Vanna, Enel, Guivard et Mélilène, 4 des membres de Femmes Courage à l'école de Nan Jozen.
Photo : EC/ECHO/Susana Perez Diaz

Caton, coordonateur du projet pour Concern explique que l’une des composantes majeures de celui-ci est la sensibilisation de la population. « Les fêtes de village sont traditionnelles en Haïti, c’est un grand rassemblement communautaire et le passage d’une troupe de théâtre y est toujours bien accueilli. Nous avons tout de suite pensé que c’était un excellent moyen de sensibilisation. Nous avons entendu parler des Femmes Courage et avons décidé de leur demander leur aide. » continue Caton. « Nous les avons formées sur ce que c’est que la préparation aux catastrophes naturelles pour qu’elles connaissent la problématique à fond. Ensuite, elles ont écrit le scénario -que nous avons validé- monté la pièce et nous avons décidé avec elles des 10 dates de représentations qu’elles feraient à travers l’île. » Le projet finance leur formation complète ainsi que la logistique et un salaire pour chaque représentation.

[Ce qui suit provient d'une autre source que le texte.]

PR #3428, opened 2020-08-11
validators updated

Mussuranae:
Rework of the validators

### DIFF
--- a/libs/movie/src/lib/movie/form/main/genres/genres.component.html
+++ b/libs/movie/src/lib/movie/form/main/genres/genres.component.html
@@ -10,11 +10,14 @@
 <article fxLayout="row" fxLayoutAlign="start start" fxLayoutGap="24px">
   <mat-form-field appearance="outline">
     <mat-label>Genres</mat-label>
-    <mat-select>
+    <mat-select required>
       <mat-option [value]="genre.slug" *ngFor="let genre of genres$ | async" (click)="add(genre.slug)">
         {{ genre.label }}
       </mat-option>
     </mat-select>
+    <mat-error *ngIf="!(genres$ | async).length">
+      Please specify your project's genre(s).
+    </mat-error>
   </mat-form-field>
 </article>
 
--- a/libs/movie/src/lib/movie/form/movie.form.ts
+++ b/libs/movie/src/lib/movie/form/movie.form.ts
@@ -93,7 +93,7 @@ function createMovieControls(movie: Partial<Movie>) {
     cast: FormList.factory(entity.cast, el => new CreditForm(el)),
     certifications: new FormControl(entity.certifications),
     color: new FormControl(entity.color),
-    contentType: new FormControl(entity.contentType),
+    contentType: new FormControl(entity.contentType, [Validators.required]),
     crew: FormList.factory(entity.crew, el => new CreditForm(el)),
     customGenres: FormList.factory(entity.customGenres),
     directors: FormList.factory(entity.directors, el => new DirectorForm(el)),
@@ -101,15 +101,15 @@ function createMovieControls(movie: Partial<Movie>) {
     estimatedBudget: new FormControl(entity.estimatedBudget),
     format: new FormControl(entity.format),
     formatQuality: new FormControl(entity.formatQuality),
-    genres: new FormStaticArray(entity.genres, 'GENRES'),
-    internalRef: new FormControl(entity.internalRef),
+    genres: new FormStaticArray(entity.genres, 'GENRES', [Validators.required]),
+    internalRef: new FormControl(entity.internalRef, [Validators.maxLength(30)]),
     keyAssets: new FormControl(entity.keyAssets, [Validators.maxLength(750)]),
     keywords: FormList.factory(entity.keywords),
     languages: MovieVersionInfoForm.factory(entity.languages, createLanguageControl),
-    logline: new FormControl(entity.logline, [Validators.maxLength(180)]),
+    logline:  new FormControl(entity.logline, [Validators.maxLength(350)]),
     originalLanguages: FormList.factory(entity.originalLanguages, el => new FormStaticValue(el, 'LANGUAGES')),
     originalRelease: FormList.factory(entity.originalRelease, el => new OriginalReleaseForm(el)),
-    originCountries: FormList.factory(entity.originCountries, el => new FormStaticValue(el, 'TERRITORIES')),
+    originCountries: FormList.factory(entity.originCountries, el => new FormStaticValue(el, 'TERRITORIES'), [Validators.required]),
     poster: new MoviePromotionalHostedMediaForm(entity.poster),
     prizes: FormList.factory(entity.prizes, el => new MoviePrizeForm(el)),
     producers: FormList.factory(entity.producers, el => new CreditForm(el)),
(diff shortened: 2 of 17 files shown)


libs/movie/src/lib/movie/form/main/genres/genres.component.html
```diff
@@ -10,11 +10,14 @@
 <article fxLayout="row" fxLayoutAlign="start start" fxLayoutGap="24px">
   <mat-form-field appearance="outline">
     <mat-label>Genres</mat-label>
-    <mat-select>
+    <mat-select required>
```
GrandSchtroumpf, line 13: This is a deprecated component it shouldn't be used. We should use static-select instead.

libs/movie/src/lib/movie/form/movie.form.ts
```diff
@@ -93,23 +93,23 @@ function createMovieControls(movie: Partial<Movie>) {
...
     crew: FormList.factory(entity.crew, el => new CreditForm(el)),
     customGenres: FormList.factory(entity.customGenres),
     directors: FormList.factory(entity.directors, el => new DirectorForm(el)),
     // We use FormControl because objet { from, to } is one value (cannot update separately)
     estimatedBudget: new FormControl(entity.estimatedBudget),
     format: new FormControl(entity.format),
     formatQuality: new FormControl(entity.formatQuality),
-    genres: new FormStaticArray(entity.genres, 'GENRES'),
-    internalRef: new FormControl(entity.internalRef),
+    genres: new FormStaticArray(entity.genres, 'GENRES', [Validators.required]),
```
GrandSchtroumpf, line 104: Maybe it would be better to have `[Validators.minLength(1)]` instead.

libs/movie/src/lib/movie/form/movie.form.ts
```diff
@@ -93,23 +93,23 @@ function createMovieControls(movie: Partial<Movie>) {
...
+    internalRef: new FormControl(entity.internalRef, [Validators.maxLength(30)]),
     keyAssets: new FormControl(entity.keyAssets, [Validators.maxLength(750)]),
     keywords: FormList.factory(entity.keywords),
     languages: MovieVersionInfoForm.factory(entity.languages, createLanguageControl),
-    logline: new FormControl(entity.logline, [Validators.maxLength(180)]),
-    originalLanguages: FormList.factory(entity.originalLanguages, el => new FormStaticValue(el, 'LANGUAGES')),
+    logline:  new FormControl(entity.logline, [Validators.maxLength(350)]),
+    originalLanguages: FormList.factory(entity.originalLanguages, el => new FormStaticValue(el, 'LANGUAGES'), [Validators.required]),
```
GrandSchtroumpf, line 110: same as above for every list. It makes more sense I think

libs/movie/src/lib/movie/form/movie.form.ts
```diff
@@ -344,7 +344,7 @@ export type BoxOfficeFormControl = ReturnType<typeof createBoxOfficeFormControl>
 
 export class BoxOfficeForm extends FormEntity<BoxOfficeFormControl> {
   constructor(boxOffice?: Partial<BoxOffice>) {
-    super(createBoxOfficeFormControl(boxOffice))
+    super(createBoxOfficeFormControl(boxOffice), [boxOfficeRequired])
```
GrandSchtroumpf, line 347: Just make territory & value required instead of creating a custom validator.

libs/movie/src/lib/movie/form/movie.form.ts
```diff
@@ -560,6 +567,16 @@ function createRunningTimeFormControl(runningTime?: Partial<Movie['runningTime']
 
 type RunningTimeFormControl = ReturnType<typeof createRunningTimeFormControl>;
 
+const runningTimeRequired: ValidatorFn = (form: RunningTimeForm) => {
+  const time = form.get('time').value;
```
GrandSchtroumpf, line 571: I think it take a lot of code for : 
```typescript
const { time, status } = form.value;
return status === 'confirmed' && !time
  ? { timeRequired: true }
  : null;
```

libs/movie/src/lib/movie/pages/main/main.component.html
```diff
@@ -78,39 +75,62 @@ <h3 type>Poster*</h3>
...
         </mat-form-field>
 
-        <!-- TODO uncomment this when data model is ready -->
-        <!-- <static-select scope="RELEASE_STATUS" [control]="form.get('status')" label="Estimated/Confirmed" fxFlex></static-select> -->
+        <static-select
+        scope="RELEASE_STATUS"
+        [control]="form.get('release').get('status')"
+        label="Estimated/Confirmed *"
+        error="form.get('release').get('status').hasError('required')"
+        errorText="Please specify if the release date is estimated or confirmed."
```
GrandSchtroumpf, line 93: Can you use mat-error instead.

libs/ui/src/lib/static-autocomplete/chips/chips-autocomplete.component.html
```diff
@@ -1,4 +1,7 @@
 <mat-form-field appearance="outline">
+  <mat-label>
+    <ng-content select="mat-label"></ng-content>
```
GrandSchtroumpf, line 3: 👍

libs/ui/src/lib/static-autocomplete/select/static-select.component.ts
```diff
@@ -18,6 +18,8 @@ export class StaticSelectComponent {
   @Input() label?: string;
   @Input() hintText?: string;
   @Input() hintAlign: string;
+  @Input() errorText?: string;
```
GrandSchtroumpf, line 21: Best to remove that before we forgot.

libs/ui/src/lib/static-autocomplete/select/static-select.component.html
```diff
@@ -12,4 +12,7 @@
   <mat-hint *ngIf="hintText" [align]="hintAlign">
     {{ hintText }}
   </mat-hint>
+  <mat-error *ngIf="error">
+    {{ errorText }}
```
GrandSchtroumpf, line 16: Use ng-content select="mat-error"

libs/movie/src/lib/movie/form/main/genres/genres.component.html
Mussuranae: The problem with genre is the other genre. We use it in the new pages so I change it to get the good modification.

libs/movie/src/lib/movie/form/movie.form.ts
Mussuranae: It's what I did at the beginning but I got an error and like this it was working... :/

libs/movie/src/lib/movie/form/main/genres/genres.component.html
GrandSchtroumpf: Indeed.

libs/movie/src/lib/movie/form/movie.form.ts
GrandSchtroumpf: Then you didn't wrote it the right way. I'm pretty sure that if your code is working, my is too.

Nan Jozen, à 30 km de la capitale de l'île, Anse à Galets, 1h30 en voiture, rendez-vous est pris avec Femmes Courage. « Nous avons commencé notre troupe en 2000 parce que nous voulions tenter quelque chose pour faire face au problème de toutes ces filles mères abandonnées par leur séducteur. Nous avons décidé de monter une pièce de théâtre, pour essayer de faire changer les mentalités. Au moment de choisir un nom pour notre troupe, nous nous sommes dit que pour tenir ce discours face aux hommes, il fallait du courage, nous avons donc adopté le nom de Femmes Courage. » raconte Vanna.

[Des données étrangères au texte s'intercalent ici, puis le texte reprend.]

PR #3430, opened 2020-08-12
created firebase tools lib

phpgeekfr:


libs/firebase-tools/tsconfig.lib.json
```diff
@@ -0,0 +1,17 @@
+{
+  "extends": "./tsconfig.json",
+  "compilerOptions": {
+    "outDir": "../../dist/out-tsc",
+    "target": "es2015",
+    "declaration": true,
+    "inlineSources": true,
+    "types": [],
+    "lib": ["dom", "es2018"]
```
GrandSchtroumpf, line 9: I don't think you need dom

libs/firebase-tools/tsconfig.lib.json
```diff
@@ -0,0 +1,17 @@
+{
+  "extends": "./tsconfig.json",
+  "compilerOptions": {
+    "outDir": "../../dist/out-tsc",
+    "target": "es2015",
+    "declaration": true,
+    "inlineSources": true,
+    "types": [],
```
GrandSchtroumpf, line 8: Maybe add "node" here

PR #3433, opened 2020-08-12
George/get prod backup

george43g:
related to #3162

This is an addition of a script which downloads latest prod backup


tools/scripts/get-prod-backup.ts
```diff
@@ -0,0 +1,33 @@
...
+  projectId: firebase.projectId,
+  credential: admin.credential.cert(process.env.GOOGLE_APPLICATION_CREDENTIALS),
+});
+
+const storage = admin.storage();
+
+async function getProdBackup() {
+  const [files] = await storage.bucket(backupBucket).getFiles();
+  const sortableFiles = files.map((file) => ({ file, date: new Date(file.metadata?.timeCreated) }));
+  // for (const file of files) {
```
GrandSchtroumpf, line 17: Can you remove this ?

tools/scripts/get-prod-backup.ts
```diff
@@ -0,0 +1,33 @@
...
+  storageBucket: backupBucket,
+  projectId: firebase.projectId,
+  credential: admin.credential.cert(process.env.GOOGLE_APPLICATION_CREDENTIALS),
+});
+
+const storage = admin.storage();
+
+async function getProdBackup() {
+  const [files] = await storage.bucket(backupBucket).getFiles();
+  const sortableFiles = files.map((file) => ({ file, date: new Date(file.metadata?.timeCreated) }));
```
GrandSchtroumpf, line 16: I would have sort with the alphabetic order on name (which is the timestamp). But using timeCreated looks ok for me.

tools/scripts/get-prod-backup.ts
```diff
@@ -0,0 +1,33 @@
...
+  // for (const file of files) {
+  //   const date = new Date(file.metadata?.timeCreated);
+  //   console.log(date);
+  // }
+  let latestFile = sortableFiles.pop();
```
GrandSchtroumpf, line 21: You can use `.sort` :
```typescript
const last = files.sort((a, b) => b.date - a.date).pop(); // I think this is (b - a) here, but not sure.
```

tools/scripts/get-prod-backup.ts
```diff
@@ -0,0 +1,33 @@
...
+  for (const { date, file } of sortableFiles) {
+    if (date > latestFile.date) {
+      latestFile = { date, file };
+    }
+  }
+  console.log(`Latest backup: ${latestFile.date}`);
+  const destination = `${process.cwd()}/${latestFile.file.name}`;
```
GrandSchtroumpf, line 28: use `join` instead because of windows "\".

tools/scripts/get-prod-backup.ts
```diff
@@ -0,0 +1,33 @@
...
+  //   const date = new Date(file.metadata?.timeCreated);
+  //   console.log(date);
+  // }
+  let latestFile = sortableFiles.pop();
+  for (const { date, file } of sortableFiles) {
+    if (date > latestFile.date) {
+      latestFile = { date, file };
+    }
+  }
+  console.log(`Latest backup: ${latestFile.date}`);
```
GrandSchtroumpf, line 27: prefere `console.log('Latest backup: ', latestFile.date)` when possible.

tools/scripts/get-prod-backup.ts
```diff
@@ -0,0 +1,33 @@
...
+  const destination = `${process.cwd()}/${latestFile.file.name}`;
+  await latestFile.file.download({ destination });
```
GrandSchtroumpf, line 29: I would do `return` instead of await here. Just in case we reuse this function.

Cour de récréation de l'école de Nan Jozen
Cour de récréation de l'école de Nan Jozen.
Photo : EC/ECHO/Susana Perez Diaz

Et du courage, il leur en faut à ces 6 femmes, toutes professeurs à l’école de Nan Jozen. Mariées et avec des enfants pour la plupart, elles cumulent leur vie de famille avec leur travail d’enseignante, l’écriture, les répétitions, la logistique et les représentations. Un travail de tous les jours, samedi et dimanche compris.

Lorsqu'on parle avec elles de ce nouveau défi avec Concern, on se rend compte qu'effectivement, elles connaissent le thème de la préparation aux catastrophes à fond. « Nous leur montrons des choses aussi simples que comment mettre leurs documents importants à l’abri. » explique Vanna. « Nous avons eu une représentation le jour avant le passage du cyclone Ernesto et nous avons appris que, grâce à notre pièce, la communauté avait évacué le bétail de la ravine avant l’inondation, ce qui a permis de sauver leurs maigres biens. »

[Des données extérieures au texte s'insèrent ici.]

PR #3435, opened 2020-08-12
Db cleaning ut

xmano:
Fix init code


apps/backend-ops/src/admin.ts
```diff
@@ -24,10 +24,12 @@ export interface AdminServices {
 }
 
 export function loadAdminServices(): AdminServices {
-  admin.initializeApp({
-    ...firebase,
-    credential: admin.credential.applicationDefault(),
-  });
+  if (!admin.apps.length) {
```
phpgeekfr, line 27: I think I already updated it

libs/testing/src/lib/firebase/functions.ts
```diff
@@ -23,11 +23,9 @@ config();
  */
 export function initFunctionsTestMock(offline = true, overrideConfig?: AppOptions): FirebaseTestConfig {
   if (offline) { // ** Connect to emulator
-    const firebaseTest: any = firebaseFunctionsTest();
-
+    let firebaseTest:any = firebaseFunctionsTest();
```
phpgeekfr, line 26: use const or the linter will yell. And add some formatting

xmano: Fixed.

PR #3669, opened 2020-09-11
cleaned sync storage

phpgeekfr:


GrandSchtroumpf (approved):
Why did you remove syncStorage ?

phpgeekfr:
I removed it because this method was syncing content from storage to db. To have secure rules, the sync is now from db to storage.

PR #3675, opened 2020-09-14
George/fix functions config deploy

george43g:
turns out the bug is actually with firebase-tools
the two solutions were to downgrade the project's firebase-tools dependency to a lower version
or to just use execSync() to run the config set via a command

The pros/cons weighed up, and using the command, although less elegant, should be more robust and allow us to use the latest version - it seems the module API is less reliable than the CLI


tools/scripts/firebase-tools.d.ts
```diff
@@ -0,0 +1,33 @@
+declare module 'firebase-tools' {
```
GrandSchtroumpf, line 1: If firebase-tools is only used in the "tools" folder it's ok. Else put it inside the firebase-utils lib.
You might also want to publish a @typs/firebase-tools lib at some point.

GrandSchtroumpf (approved):

PR #3685, opened 2020-09-14
George/prepare for testing - static users and more commands

george43g:
- a new fixture is generated - static-users.json
- to determine which users to fetch, we read tools/static-users.json
- a few small bug fixes
- we have additional shorter commands for devs, "prepareStorage" "prepareDb" "syncUsers"

### DIFF
--- a/apps/backend-ops/src/firebaseSetup.ts
+++ b/apps/backend-ops/src/firebaseSetup.ts
@@ -78,6 +78,22 @@ export async function prepareDb() {
   console.log('Deprecated data removed!');
 }
 
+export async function prepareStorage() {
+  const { storage, getCI } = loadAdminServices();
+
+  console.info('Syncing storage with production backup stored in blockframes-ci...');
+  await restoreStorageFromCi(getCI());
+  console.info('Storage synced!');
+
+  console.info('Preparing database & storage by running migrations...');
+  await migrate(false); // run the migration, do not trigger a backup before, since we already have it!
+  console.info('Migrations complete!');
+
+  console.info('Cleaning unused storage data...');
+  await cleanStorage(storage.bucket(storageBucket));
+  console.info('Storage data clean and fresh!');
+}
+
 export async function restoreShortcut() {
   return restore(appUrl.content);
 }
--- a/apps/backend-ops/src/firebaseSetup.ts
+++ b/apps/backend-ops/src/firebaseSetup.ts
@@ -11,13 +11,12 @@ import { restore } from './admin';
 import { loadAdminServices } from "@blockframes/firebase-utils";
 import { cleanDeprecatedData } from './db-cleaning';
 import { cleanStorage } from './storage-cleaning';
-import { copyDbFromCi, readJsonlFile, restoreStorageFromCi, warnMissingVars} from '@blockframes/firebase-utils';
+import { copyDbFromCi, readJsonlFile, restoreStorageFromCi } from '@blockframes/firebase-utils';
 import { firebase } from '@env';
 import { generateFixtures } from './generate-fixtures';
 export const { storageBucket } = firebase;
 
 export async function prepareForTesting() {
-  warnMissingVars()
   const { db, auth, storage, getCI } = loadAdminServices();
   console.log('Fetching anonymized DB from blockframes-ci and uploading to local storage bucket...');
   const dbBackupPath = await copyDbFromCi(storage, getCI());
@@ -62,7 +61,6 @@ export async function prepareForTesting() {
   await generateWatermarks();
   console.info('Watermarks generated!');
 
-  process.exit(0);
 }
 
 export async function prepareDb() {
@@ -92,6 +90,10 @@ export async function prepareStorage() {
   console.info('Cleaning unused storage data...');
   await cleanStorage(storage.bucket(storageBucket));
   console.info('Storage data clean and fresh!');
+
+  console.info('Generating watermarks...');
+  await generateWatermarks();
+  console.info('Watermarks generated!');
 }
 
 export async function restoreShortcut() {
@@ -122,5 +124,4 @@ export async function upgrade() {
   await generateWatermarks();
   console.info('Watermarks generated!');
 
-  process.exit(0);
 }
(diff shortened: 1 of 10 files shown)


apps/backend-ops/src/firebaseSetup.ts
```diff
@@ -78,6 +76,26 @@ export async function prepareDb() {
...
+
+  console.info('Cleaning unused storage data...');
+  await cleanStorage(storage.bucket(storageBucket));
+  console.info('Storage data clean and fresh!');
+
+  console.info('Generating watermarks...');
+  await generateWatermarks();
+  console.info('Watermarks generated!');
+}
+
```
phpgeekfr, line 98: There is some lines duplicated between prepareForTesting prepareStorage prepareDb, can you factorize a bit?

libs/firebase-utils/src/lib/util.ts
```diff
@@ -5,18 +5,16 @@ import { config } from 'dotenv';
 import { readFileSync } from 'fs';
 import requiredVars from 'tools/mandatory-env-vars.json';
 import { chunk } from 'lodash';
+import * as env from '@env'
 
-export function batchIteratorFactory<K = any>(batch: K[], cb: (p: K) => Promise<any>, chunkSize = 10) {
-  function* batchGenerator() {
+export function* batchGenerator<K = any>(batch: K[], cb: (p: K) => Promise<any>, chunkSize = env?.['chunkSize'] || 10) {
```
phpgeekfr, line 10: can you explain the use  of `function*` in comment for other devs ? Or not use this if not mandatory?

phpgeekfr (approved):

apps/backend-ops/src/generate-fixtures.ts
```diff
@@ -78,3 +81,22 @@ async function generateOrgs() {
...
+  console.log('Generating static user fixtures...');
+
+  for (const userType in staticUsers) {
+    try {
+      const { email, uid } = await getDocument<User>(`users/${staticUsers[userType]}`);
+      console.log(`User type: ${userType} found! UID: ${uid}`)
+      staticUsers[userType] = { uid, email, password: USER_FIXTURES_PASSWORD }
+    } catch (e) {
+      console.log(`Failed to find: ${userType} : ${staticUsers[userType]}`)
+      return;
```
GrandSchtroumpf, line 95: Are you blocking everything if one user failed ?

apps/backend-ops/src/users.ts
```diff
@@ -96,14 +97,24 @@ function readUsersFromJsonlFixture(db: JsonlDbRecord[]): UserConfig[] {
     }));
 }
 
-export async function syncUsers(db: JsonlDbRecord[]): Promise<any> {
-  await startMaintenance();
-  const { auth } = loadAdminServices();
+async function getUsersFromDb(db:FirebaseFirestore.Firestore ) {
+  const usersIterator = getCollectionInBatches<User>(db.collection('users'), 'uid', 300);
+  const output: UserConfig[] = [];
+  for await (const users of usersIterator)
```
GrandSchtroumpf, line 103: You should be able to do : 
```typescript
const password = USER_FIXTURES_PASSWORD;
const userMatrix = getCollectionInBatches<User>(db.collection('users'), 'uid', 300);
return userMatrix.map(users => {
  return users.map(({ uid, email }) => ({ uid, email, password })
}).flat();
```

tools/static-users.json
```diff
@@ -0,0 +1,7 @@
+{
```
GrandSchtroumpf, line 1: I think this should be gitignored

GrandSchtroumpf (approved):

tools/static-users.json
```diff
@@ -0,0 +1,7 @@
...
+  "marketConcierge": "gLSyPoYiJSPQ6d50I0HXo8xtTYI2",
+  "marketingManager": "B8UsXliuxwY6ztjtLuh6f7UD1GV2",
+  "salesCoordinator": "aulzag1uZaQaWwEX7QDQSN9SXuc2",
+  "partner": "Coow7hjqiRXwv6e7HNSzZjmMBGo1",
+  "buyer": "1M9DUDBATqayXXaXMYThZGtE9up1"
+}
```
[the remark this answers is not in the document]
george43g: yep, so they can add the users they need and commit changes in order to generate the fixture that has the email/password for that user

libs/firebase-utils/src/lib/watermark.ts
```diff
@@ -21,7 +20,7 @@ export function getWatermark(email: string, firstName: string = '', lastName: st
  * - Store the watermark file in the storage bucket
  * - User's firestore doc is updated by onFileUpload backend function
  */
-export async function upsertWatermark(user: PublicUser, bucketName: string): Promise<any> {
+export async function upsertWatermark(user: PublicUser, bucketName: string, storage?: admin.storage.Storage): Promise<any> {
```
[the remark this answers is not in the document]
george43g: It only becomes an issue when you're dealing with multiple apps at once (let's say CI env and local env) and you want to ensure that the correct app is being accessed. If the order of initialisation changed, and you used this method, it's possible to accidentally run commands on the wrong env, which could be bad.

apps/backend-ops/src/firebaseSetup.ts
george43g: Eventually yes, but the issue is both commands run `migrate()` so if we used those commands within prepareForTesting it would be run twice. Possible but in future.

tools/static-users.json
george43g: That's the one where devs choose the ones they want, then the fixture is generated also containing the email and password. Mainly a convenience thing for devs who want to manually log in

apps/backend-ops/src/users.ts
george43g: This would return a two-dimensional array. This function is a generator and the batch results need to be joined together into an array. I wasn't really able to implement any of this. the `map` function does not exist on userMatrix, and it's not a matrix. It's essentially an array of promises coming in batches.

Quand la préparation aux catastrophes naturelles permet non seulement de sauver des vies humaines mais, également, de préserver les biens de la communauté, elle permet à celle-ci d'avancer, sans devoir perpétuellement tout recommencer à zéro à chaque cyclone ou chaque inondation. Le cycle de la fatalité est rompu, enfin!

Depuis 2002, ECHO a alloué plus de 13 millions d’euros pour l’aide humanitaire et la préparation aux catastrophes naturelles en Haïti.